I am new to data science cn you please help me out with the loan prediction problem I mean how you create the rank predicator

it would be a great help



Lets focus on finding Golden Features. Understanding the pattern of data improves accuracy. LB scores fall in place once we understand pattern and generalize this…


Hi @shan4224 ,
could you please let me know how (only method) to identify the Golden Features.

Thank you…



Its little difficult to find any only method.We can start by exploring descriptive statistics, plottings. The idea is to find out specific patterns which better explain target variable. We can try out polynomials, transformations etc. After that we can analyze by plotting the same. A visual inspection can confirm .
Hope it helps…
Thanks and Regards,


@aayushminit …Loan tenure might be very significant for prediction purpose But then for calculating you require

  • Loan Amount --[Available in data set]
  • EMI --[Not Available monthly data]
  • Interest rate --[Not Available in data set]
  • start and end date of Loan started --[Not Available in data set]

We have Only Loan Amount available with us .rest of the parameter we don’t have

What features did you engineer in the loan prediction data set?

First of all you have not tagged me properly.

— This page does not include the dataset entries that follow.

PR #91, opened 2020-02-04
Fix build/test for themed-stylesheet

JasonVMo:
I'm breaking the build system changes into smaller steps to keep things running.  This first step fixes the current build.  The issue in themed-stylesheet is that the inclusion of react-native-uifabric brought in a funky react-native version that was having mismatches.

Since react-native-win32 is now unforked I moved all dependencies to react-native: "^0.60.0" rather than using the tarball, then made react-native-win32 an explicit dependency.

I also moved the various test related dependencies into the scripts package to have those all in one place so they can be better version aligned.


scripts/just.config.js
```diff
@@ -41,38 +40,35 @@ module.exports = function preset() {
...
   task('code-style', series('prettier', 'eslint'));
-  task('update-api', series('clean', 'copy', 'sass', 'ts', 'update-api-extractor'));
-  task('dev', series('clean', 'copy', 'sass', 'webpack-dev-server'));
+  task('update-api', series('clean', 'copy', 'ts', 'update-api-extractor'));
+  task('dev', series('clean', 'copy', 'webpack-dev-server'));
 
   task('build:node-lib', series('clean', 'copy', series(condition('validate', () => !argv().min), 'ts:commonjs-only'))).cached();
 
-  task('bundle', argv().useMetro ? 'metroPack' : 'webpack').cached();
+  task('bundle', series(condition('metroPack', () => argv().useMetro), condition('webpack', () => !argv().useMetro))).cached();
```
dotnetjunky: why this change?

scripts/just.config.js
```diff
@@ -41,38 +40,35 @@ module.exports = function preset() {
...
   task('jest-watch', jestWatch);
-  task('sass', sass);
   task('ts:commonjs', ts.commonjs);
   task('ts:esm', ts.esm);
-  task('ts:amd', ts.amd);
   task('eslint', eslint);
   task('ts:commonjs-only', ts.commonjsOnly);
   task('webpack', webpack);
-  task('metroPack', metroPackTask(argv()['bundleName']));
+  task('metroPack', () => metroPackTask(argv()['bundleName']));
```
dotnetjunky: what's the difference here?

scripts/just.config.js
JasonVMo: It turns out that using argv() directly in just.config.js (not inside a function) wreaks havoc with the just tasks.  It is somewhat indeterminate what happens but generally it does things like causes tasks to disappear.  I talked to Ken about this and since just doesn't have a ternary operator he recommended this series with two conditions type of approach.

scripts/just.config.js
JasonVMo: Basically don't run argv directly in the just config, run it when the task is being executed.

PR #95, opened 2020-02-06
Add Box to ThemeProvider

FalseLobster:
This is just a continuation of PR #80 which got into a weird state after the repo rename.

I (hopefully) addressed Tariq & Jason's feedback about the use of faulty withBox HOC, although I do wonder if we should take the same approach as Web where the Box is implemented with compose.  I thought my approach here was just "easier" because we don't have some of the same requirements as web, but looking at how I use it in App.tsx it's easy for me to imagine it adding an extra view to the hierarchy that Apps would otherwise want to adjust the props of.

Good enough for now, IMO.


packages/theming-react-native/src/index.ts
```diff
@@ -3,6 +3,6 @@ export * from './Theme.types';
 export { IThemeLayerProps, ThemeLayer } from './ThemeLayer';
 export * from './platform';
 export * from './ThemeProvider';
-export * from './ThemeProvider.types';
 export * from './ThemeContext';
 export * from './NativeModule';
+export * from '@uifabricshared/themed-stylesheet';
```
tkamireh: Does this actually need to export everything from themed-stylesheet?

packages/theming-react-native/src/ThemeProvider/ThemeProvider.tsx
```diff
@@ -22,7 +24,13 @@ export const ThemeProvider: React.FunctionComponent<IThemeProviderProps> = (prop
     };
   }, [registryToUse, themeName, setThemeState]);
 
-  const themeProvider = <ThemeContext.Provider value={theme}>{children}</ThemeContext.Provider>;
+  const boxStyle = getBoxStyle(theme);
```
tkamireh: Why not use the hook, and not export `getBoxStyle`?

packages/theming-react-native/src/index.ts
FalseLobster: It's a good question.  Early feedback with some consumers of @theming-react-native bemoaned having to import from a second package and I thought we were leaning toward having theming-react-native being a "friendly" reexport for the theming concepts in the repo--- I think the theming ramp is effectively already reexported from here.

packages/theming-react-native/src/ThemeProvider/ThemeProvider.tsx
FalseLobster: I can't use the hook here.  The ThemeProvider is what's setting the ThemeContext and useTheme here is before the context has been set, so useBoxStyle runs on an undefined theme object.  This is part of the reason I had Box as a separate component initially, because rendering <Box> underneath <ThemeContext.Provider> guaranteed a ThemeContext was initialized by the time the Box was rendered.

tkamireh: ah right, I didn't read carefully
I was concerned with exporting both the hook and the non-hook out of `index`, that I didn't notice that the context wasn't set up yet.

PPatBoyd:
j.w. we want this still, yeah?  Anything blocking or just low-pri?

FalseLobster:
> j.w. we want this still, yeah? Anything blocking or just low-pri?

Yea, I've just struggled to find time to do any coding work of my own :\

Anyways, at the time I answered the question the competition was still running, so I just dropped some hints there and not the whole methodology :slight_smile: Coming to how you can use the loan tenure in the model building process , here’s my approach for it -

  1. Checked that the problem is about home loan and in India the home loan Interest rate is generally in 9-10% range . So I assumed that its 9.5% for all the customers
  2. Calculated EMI using this formula EMI = [P x R x (1+R)^N]/[(1+R)^N-1], Where P is principle amount(available), R is rate of Interest(assumed) and N is Loan tenure(avaiable)
  3. Created a ratio of EMI to total income

The idea behind this approach is that greater the EMI/Income ratio lesser will be the chances of the person to get a loan approved from bank. Then you can use this new feature in any kind of model you are building.

How I like to solve a problem is to first understand the business we are dealing with and then think of factors without looking at the dataset available.Even if the fields you want are not available, I think of ways of capturing that information with some trade off in accuracy. Hope you get what I am talking about.

Aayush Agrawal


My approach as of now

  1. Did data exploration using pivots and found credit history seems to be having maximum predicting power. I do believe income and loan amount has a role to play as well but kept them aside for a while.

  2. Used rpart in R to train my model and applied on test data set - my score was around 0.77

  3. Looked into missing values and found big chunk of missing values for credit history in test data set so again did analysis to fill up credit history missing values. This approach gave me score of 0.7986 (quite a big jump)

  4. Now will look up into applicant income and loan term variables.

Will keep posted my finding… happy predicting !!


Hi, everyone
i want to download the data set of Loan Prediction problem, but i failed to get it
Could you send me the dataset to my email, thanks in advance!
my email address: (#changed to @)


hey @rajeevpareek1
I am new to data analysis .
I am not able to understand what is good way to fill up the missing values. Credit History had a lot of missing values .
Can you please help me out by telling your approach for missing values.
Thanks in advance.


@Avior, haven’t had too much experience in statistical analysis myself. Having said that, here’s one of the approaches. Not relating to this specific example, however, if I had a continuous numeric variable, I would use a mean value for that variable to populate missing values. Alternatively, if there was a nominal categorical variable like location, I would use the modal value (most frequently occurring value) as a value to populate missing values.

More than happy for other participants to add to my knowledge on this.




@Avior - I am also new to R and data science and found the AV blog on missing value imputation and outlier detection really helpful - . I am not sure if you are working on any specific language(R or python), however you can also google for R-bloggers article on missing value treatment. Its really good.